Suppose you start with a bag of 12 marbles: six red and six blue. Now, suppose you randomly pick one out. Say you get red (or blue, it doesn't matter). Now, you try to infer what's in the bag. You know that there was at least one red marble in the bag. That's all you know for sure. You don't know anything else, but there are, of course, probabilities that can be computed, which gives you error rates.
Suppose you draw a second ball, and it's blue. Turns out, you have perfectly sampled the 50/50 distribution in your bag. But you don't know that. Even if your bag initially had 11 red and 1 blue marble in it, there's still a 1/11 (9%) chance that you could have picked 1 red and 1 blue, even though that's way off.
And so forth. To really know what's in the bag, you have to pick them all. That's what elections are for (except not everyone votes, of course). But your model gets better, the more samples you take.

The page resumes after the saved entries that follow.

PR #1878, opened 2018-03-20
Fix Docs for Client id Field

guyzehavi-okta:
## Description:

Fix the docs for the Client id field.

Bacon: test
Resolves: OKTA-162578

### Resolves:
* [Issue #X](#X)

* [OKTA-162578](https://oktainc.atlassian.net/browse/OKTA-162578)

### DIFF
--- a/_source/_docs/api/resources/system_log.md
+++ b/_source/_docs/api/resources/system_log.md
@@ -271,6 +271,7 @@ When an event is triggered by an HTTP request, the `client` object describes the
 |------------+--------------------------------------------------------------------------------------------------------------------+-----------------+----------|
 | Property   | Description                                                                                                        | DataType        | Nullable |
 | ---------- | ------------------------------------------------------------------------------------------------------------------ | --------------- | -------- |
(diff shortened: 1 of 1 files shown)


_source/_docs/api/resources/system_log.md
```diff
@@ -271,6 +271,7 @@ When an event is triggered by an HTTP request, the `client` object describes the
 |------------+--------------------------------------------------------------------------------------------------------------------+-----------------+----------|
 | Property   | Description                                                                                                        | DataType        | Nullable |
 | ---------- | ------------------------------------------------------------------------------------------------------------------ | --------------- | -------- |
+| id  | For OAuth requests this is the id of the OAuth [client](https://tools.ietf.org/html/rfc6749#section-1.1) making the request. For SSWS token requests, this is the id of the agent making the request. | [UserAgent Object](#useragent-object) | TRUE |
```
ericzhou-okta: Are these the only two usages of this field?

ericzhou-okta: Are these the only two usages of this field?

guyzehavi-okta: Correct; there is the Oauth case and the SSWS agent case (or at least those were the cases that Trevor asked for)

PR #1902, opened 2018-03-26
Update getting_a_token.md

gabrielsroka:
Devs don't have an Admin button (but Classic UI does)

### DIFF
--- a/_source/_docs/api/getting_started/getting_a_token.md
+++ b/_source/_docs/api/getting_started/getting_a_token.md
@@ -14,18 +14,15 @@ redirect_from: "/docs/getting_started/getting_a_token.html"
 	If you don't have an Okta organization, you can create a free Okta
     Developer Edition organization [at this link](https://developer.okta.com/signup/){:target="_blank"}.
 
-2.  Click on the blue **Admin** button.
-    {% img okta-admin-ui-button-admin.png alt:"Admin" %}
-
-3.  Click on **Tokens** in the API menu.
+2.  Click on **Tokens** in the API menu.
 	{% img okta-admin-api-token-dev.png alt:"API" %}
 
-4.  Click on the **Create token** button.
+3.  Click on the **Create token** button.
 	{% img okta-create-api-token-button.png alt:"Create Token" %}
 
-5.  Name your token and click **Create token**.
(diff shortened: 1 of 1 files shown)


jmelberg-okta:
Hey @gabrielsroka! For most cases this is true - however users will still need to navigate using the **Admin** button if they have bookmarked apps (Dev Console or Classic UI). Want to update this PR to leave a note that the **Admin** button may/may not be visible?

mystiberry-okta:
@nbarbettini This is a place where we should probably doc both classic UI and Dev Console? The paths are quite different (this rewrite gets close but isn't accurate anymore for classic UI). Dev Console isn't a full GA feature yet, is it? I think admins do have to create API tokens for a few tasks (not sure)...?

nbarbettini:
@gabrielsroka @mystiberry-okta How about a note under step 2? Something like

> If you don't see the API menu, you might be using the Classic UI. Click the Admin button in the top-right corner (if it's visible) and choose API from the Security menu.

mystiberry-okta:
It would be simpler and clearer to the customer to simply doc both paths.

Mysti
On Apr 7, 2018, at 3:09 PM, Nate Barbettini <notifications@github.com<mailto:notifications@github.com>> wrote:


@gabrielsroka<https://github.com/gabrielsroka> @mystiberry-okta<https://github.com/mystiberry-okta> How about a note under step 2? Something like

If you don't see the API menu, you might be using the Classic UI. Click the Admin button in the top-right corner (if it's visible) and choose API from the Security menu.

mystiberry-okta:
Instead of the belabored steps 2-4, more like:

2. Create a token:
     a. If you use Developer Console, navigate to {path}, then choose **Create Token.**
     b. If you use the administrators UI, navigate to {path}, then choose **Create Token.**
    Write down the token value, as you won't be able to see it again.
 (screenshot of value being displayed) 

This accomplishes a couple of things: 
* Reduces clutter (there's nothing confusing about this process, it needn't be belabored).
* Introduces customers to the term "administrators UI" which is used throughout docs.
* Introduces customers to the two different UIs

However we decide to do it, we should be doing it everywhere there are path differences between the two UIs until there is functional parity, when we can just say "use the Dev Console".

But that's all. A poll is just a model of the electorate. It is not necessarily an accurate representation of the electorate. It could be entirely wrong (think what you would imagine if you drew 4 straight red balls out of your bag, which has a 1.7% chance of occurring, which means that roughly 1.7 out of every 100 tries, you would get 4 red balls).

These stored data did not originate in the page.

PR #1911, opened 2018-03-27
Update zones.md

gabrielsroka:
1. according to https://help.okta.com/en/prod/Content/Topics/Security/Security_Network.htm , it's 5,000 gateways or proxies for a legacy zone. i verified that it works. so, it's 150 for a regular (`system = false`) zone, and 5,000 for a legacy (`system = true`). this should probably we wordsmithed better (and so should this sentence)
2. the `system` attribute in this document isn't documented
3. the Update an IP Zone Request Example is way too verbose. no need to include all those parameters. just `name` and `type` are required.

## Description:

### Resolves:
* [Issue #X](#X)

### DIFF
--- a/_source/_docs/api/resources/zones.md
+++ b/_source/_docs/api/resources/zones.md
@@ -55,7 +55,7 @@ curl -X POST
       "value": "3.3.4.5/24"
     }
   ]
-}' "https://{yourOktaDomain}.com/api/v1/zones/"
+}' "https://{yourOktaDomain}.com/api/v1/zones"
 ~~~
 
 #### Successful Response Example
@@ -551,12 +551,7 @@ curl -X PUT
 -d '
 {
   "type": "IP",
-  "id": "nzovw2rFz2YoqmvwZ0g3",
   "name": "UpdatedNetZone",
-  "status": "ACTIVE",
-  "created": "2017-01-24T19:53:28.000Z",
-  "lastUpdated": "2017-01-24T19:53:28.000Z",
-  "system": false,
   "gateways": [
     {
       "type": "CIDR",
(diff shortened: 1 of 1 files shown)


mystiberry-okta:
@mpeng-okta  or @lilyhsiao-okta can one of you review for technical accuracy? Also, a question is raised about listing all the parameters--if they are valid we want to list them, but also indicate that only two are required.  Thanks!

mpeng-okta:
I think someone from the Adaptive team might be more up-to-date on/familiar with the Zones API.  @rpamidimarri-okta could you check this out?

_source/_docs/api/resources/zones.md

People talk about the margin of error in a poll being, say, 3%. All that means is that 95% of the time, the poll will be within 3% correct, if you did everything right (which you didn't, by the way, because you can't, which is why Nate has a systematic error rate for every pollster, and then another set of systematic errors modeled, as well).

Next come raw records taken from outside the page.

PR #1920, opened 2018-03-31
Fix docs for importing password hashes

nbarbettini:
Fixes a few issues that customers found with our documentation around importing password hashes:

* The user won't be able to log in immediately - they will need to be activated
* If you specify `activate=false` (as in the request example), the user will be `STAGED`, not `ACTIVE`
* Clarified that you can only use password hashes in an update operation if the user is `STAGED`. In other words, you cannot update (PUT or POST) a password hash object on an `ACTIVE` user.


nbarbettini:
Thanks for reviewing @mystiberry-okta 😄 Still looking for a review from @edjohns-okta to make sure this is technically accurate.

PR #2109, opened 2015-12-17
Cache data for already traversed packages

DrRataplan:
This improves the performance of bower install by making the amount of data being traversed proportional to the amount of unique packages installed, instead of all nodes in the dependency tree.

We at FontoXML use bower as our dependency manager. Because we use a very modular architecture (150+ packages, with loads of inter-dependencies), we ran into consistent out of memory issues in Bower.

We have narrowed it down to the Manager#toData function, which is run twice. This function recurses to summarize the dependencies of installed packages. It does not hold duplicate dependencies into account.

Because dependencies should be unique by name (the upperDeps check uses this), we should not have to recurse for packages we have already seen in this full outer call of Manager#toData.

### DIFF
--- a/lib/core/Manager.js
+++ b/lib/core/Manager.js
@@ -252,13 +252,22 @@ Manager.prototype.install = function (json) {
     }.bind(this));
 };
 
-Manager.prototype.toData = function (decEndpoint, extraKeys, upperDeps) {
+Manager.prototype.toData = function (decEndpoint, extraKeys, upperDeps, accumulatedDataByName) {
     var names;
     var extra;
 
     var data = {};
 
     upperDeps = upperDeps || [];
+    var decEndpointCacheKey = decEndpoint.name + decEndpoint.target;
+
+    accumulatedDataByName = accumulatedDataByName || {};
+    if (accumulatedDataByName[decEndpointCacheKey]) {
+        return accumulatedDataByName[decEndpointCacheKey];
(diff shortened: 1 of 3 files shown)


sheerun:
Hey. At least one test would be nice :)

sheerun:
You can find integration tests in `test/commands` and maybe you want to mock something with proxyquire

DrRataplan:
I have added a test assuring doubly referenced packages are still being installed. This should active the introduced if-case.

sheerun:
What if different versions of dependency are required? We don't want to return cached version if it is different version than required one. It seems you're only caching by name.

DrRataplan:
You are correct.

I have added a multitude of tests for different kinds of installs, and tests for toData, to further assure no regression should be introduced by this PR.

DrRataplan:
PR #1840 seems to be the same as this PR. Could you please

DrRataplan:
Do I need to change anything else before this can be integrated? We would really like to see this change released.

faceleg:
@bower/committers review?

Weyland:
Excellent change. I've been testing this for about a month now and it enables me to install applications with 150+ dependencies. Previously the process always seem to run out of memory.

+1

sheerun:
We recommend switching to Yarn from Bower so there's no point in making Bower faster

However, think about what that way of expressing an error rate means. Statistically, it means that 1 in 20 polls might be way outside the margin of error. Now, I'm guessing that there are something like 400 polls listed on Nate's front page. That means 20 of them, statistically, are way outside the margin of error. And if the real margin of error is, as Nate suggests, probably at least + or - 5 points, (or possibly a 10 point swing), it means that at least 20 polls on this page could be more than 10 points wrong.
And let me make one more point. Nate argues in the post above that weighting by Party ID might increase your precision but reduce your accuracy (see the diagrams for an explanation of these terms; the precise bullseye is the one where they're all in the same spot). On the other hand, if your Party ID is off badly from the actual population, then you can kiss your accuracy and your precision goodbye.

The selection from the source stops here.